Regulatory compliance has emerged as the biggest driver of information security initiatives, trumping concerns such as worms and viruses for the first time, according to the results of a survey released Wednesday by Ernst & Young.
At the same time, the survey said, IT organizations and information security groups are failing to take advantage of compliance-related concerns to rearchitect their security organizations.
“The sheer number of regulations and the consequences of not complying have brought information security into the boardroom,” the report said. “Yet many organizations are missing the rare investment opportunities that compliance offers to promote information security as an integral part of their business.”
In Ernst & Young’s survey of 1,300 organizations worldwide, nearly two-thirds of respondents said compliance is the primary driver of information security at their businesses, followed by worms and viruses and meeting business objectives.
The results are surprising, given that 2005 has been an especially busy year for worms and viruses, said Rudy Bakalov, senior manager of security and technology solutions at Ernst & Young. “We are very happy that compliance with regulations has become such a high priority,” Bakalov said. Even so, most information security organizations are continuing to focus on tactical issues rather than strategic ones, he said.
For example, nearly 90 percent of those implementing security measures to comply with regulations are focusing on issues such as policies, procedures training and awareness campaigns, he said. Only 41 percent are also reorganizing their information security function and their architectures as part of the compliance process, he said.
“It doesn’t surprise me that compliance and regulations are overtaking worms and viruses,” John Meakin, group head of information security at Standard Chartered Bank in London, said via e-mail. “As the focus on general corporate governance and maturity of overall risk management increases, security professionals are being asked not just about the headline issues, but about the broad picture of information security control.

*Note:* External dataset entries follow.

PR #292, opened 2025-09-25
implement ShortByteString operations matching API of bytestring-0.12.2.0

claudeha:
implement `ShortByteString` operations in terms of `ByteString` operations

`ShortByteString` is used by `os-string`.

Currently missing `createFromPtr` and `copyToPtr`.


claudeha:
good point about coerce, it completely slipped my mind.  I'll modify this PR soon...

PR #296, opened 2025-09-28
Build more packages in CI

konsumlamm:
`split` and `monad-loops` both have no dependencies apart from `base`, are pretty popular, and build with MicroHs out of the box. Let's make sure that it stays that way!

### DIFF
--- a/.github/workflows/hackage-ci.yml
+++ b/.github/workflows/hackage-ci.yml
@@ -128,6 +128,30 @@ jobs:
         cd granite
         mcabal install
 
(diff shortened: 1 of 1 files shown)


augustss:
I'm sure there are more packages that build.

konsumlamm:
Do you have a policy which packages should be included in the CI?

augustss:
No policy.  I've just added packages as I've been fixing them and using them.
Any package that is even moderately useful and which compiles is welcome.

PR #297, opened 2025-09-29
Derive `Read` instances for `Data.Bits` newtypes

konsumlamm:
Is there any reason the `Read` derives were commented out? Deriving `Read` works since #266 and the required imports are available from `Mhs.Builtin`, which is already imported.


augustss:
Thanks!  I had them commented out during reorganization of Data.Bits

PR #307, opened 2025-10-07
Update bytestring modules

konsumlamm:
The `Char8` modules defined their own `ByteString` type, but in `bytestring`, they use the existing one. I added most functions from `bytestring`, mostly using the original implementations. I also added some functions that were needed to `Data.ByteString.Lazy`. The `intToWord8` & `word8ToInt` helpers were moved to `Data.Word.Word8`, so that they can be used for defining `c2w` & `w2c` in `Data.ByteString.Internal`.


augustss:
Thanks!

Interesting, I also made Char8 no longer be its own type, but I've not pushed that.

PR #312, opened 2025-10-20
dealing with packages with external FFI dependencies

arossato:
With regards to issue #311 here's the PR.

thank you!

Issue #311, opened 2025-10-20
Library packages linking to external libs via FFI


arossato:
Presently mhs installs packages as serialized Package records, while mcabal, when a "c-sources" field is used, will install the corresponding C files in the `data` directory of the package and `mainCompileC` will use them to produce a correctly linked executable.

If a package links to an external library via the FFI, then everyone using the library will need to pass to mhs a flag, through the `-optc` option, to specifically link the exec with the external library.

To illustrate the issue I created a simple demo:

https://codeberg.org/andrea_rossato/microhs-ffi-libs

Using lib1 and lib2 is not a problem, since no external libraries are linked and everything is available to mhs. So, after installing the libraries with `mcabal install`, when compiling `lib1_main.hs` and `lib2_main.hs` mhs will produce the correctly linked binaries. But with lib3 and lib4, which are linking to the glibc `libcrypt` library, when compiling the corresponding `lib3_main.hs` and `lib3_main.hs` will generate a linker error.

“It isn’t really that [the trend] is throwing up areas of control that we security pros have been overlooking or been unable to solve,” he said. Rather, it’s about being asked “to provide detailed measurement and demonstrable evidence of the completeness and effectiveness of the protection provided to the corporate world.”
Kim Milford, information security manager at the University of Rochester in New York, said she also sees a trend toward more compliance spending in 2006. “I think this is a great opportunity to rethink security spending, because it shifts the focus from the reactive work of incident response to more proactive controls and helps us to focus on best practices,” she said.
The survey results highlight the growing pressure regulations are putting on information security organizations, IT managers said. At the same time, it also underscores a growing trend by many to use compliance as an excuse for all security spending, said Lloyd Hession, chief information security officer at BT Radianz, a New York-based provider of network connectivity services to financial firms.
“Compliance has become a big stick” that information security organizations are increasingly using to justify technology investments, Hession said.
Often, technologies that need to be implemented anyway are being described as compliance-related to get executive buy-in, Hession said. “It’s not like all of a sudden there’s a whole bunch of products that I need to implement because of compliance,” he said.
Bellevue, Wash.-based Charter Bank has implemented several new security technologies over the past few years as part of a continuing bid to secure its networks against emerging threats, said Tom Robertson, senior vice president of IT at the bank. While the investments allow the bank to comply with regulations, that has not been the primary driver, he said.
He agreed with Hession. “Many [firms] are using the regulatory hammer to get executive buy-in” for security investments, Robertson said.
In a sense, regulatory compliance is increasingly being wielded by information security organizations in the same way companies used the Y2k crisis to justify IT spending, said John Pescatore, an analyst at Stamford, Conn.-based Gartner Inc. As a result, investments that are earmarked as being compliance-related “are often being used to buy the same things that were bought before,” he said.
The two areas where compliance-related efforts have resulted in increased spending are security event management tools and identity management and password management technologies, he said. “But in general, the increased investments in these areas comes at the expense of spending in other areas,” he said.
As a result, the overall spending on information security itself has not increased significantly, Pescatore said.